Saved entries
══════

PR #18600, opened 2023-12-05
Update shell_to_meterpreter.rb

j0hnmcmurr4y:
add aarch64 for linux

### DIFF
--- a/modules/post/multi/manage/shell_to_meterpreter.rb
+++ b/modules/post/multi/manage/shell_to_meterpreter.rb
@@ -112,12 +112,17 @@ class MetasploitModule < Msf::Post
     else
       # Find the best fit, be specific with uname to avoid matching hostname or something else
       target_info = cmd_exec('uname -ms')
-      if target_info =~ /linux/i && target_info =~ /86/
+      if target_info =~ /linux/i
         # Handle linux shells that were identified as 'unix'
         platform = 'linux'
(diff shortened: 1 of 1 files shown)


modules/post/multi/manage/shell_to_meterpreter.rb
```diff
@@ -112,12 +112,17 @@ def run
...
         platform = 'linux'
-        payload_name = 'linux/x86/meterpreter/reverse_tcp'
         lplat = [Msf::Platform::Linux]
-        larch = [ARCH_X86]
+        if target_info =~ /86/
+          payload_name = 'linux/x86/meterpreter/reverse_tcp'
+          larch = [ARCH_X86]
+        elsif target_info =~ /aarch64/
+          payload_name = 'linux/aarch64/meterpreter/reverse_tcp'
+          larch = [ARCH_AARCH64]
```
adfoster-r7, line 124: Potentially handling the `else` case and logging out the target_info would be a good call here:

```diff
           larch = [ARCH_AARCH64]
+       else
+         print_error("Target is running Linux on an unsupported architecture - #{target_info}")
+         return nil          
```

adfoster-r7: Or maybe this needs to be restructured so that it's still possible to fall back into the `elsif remote_python_binary` branch below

══════

§ Work required
Output the number of lines in the records above that contain the string "uname", and no other text.

§ Answer space
2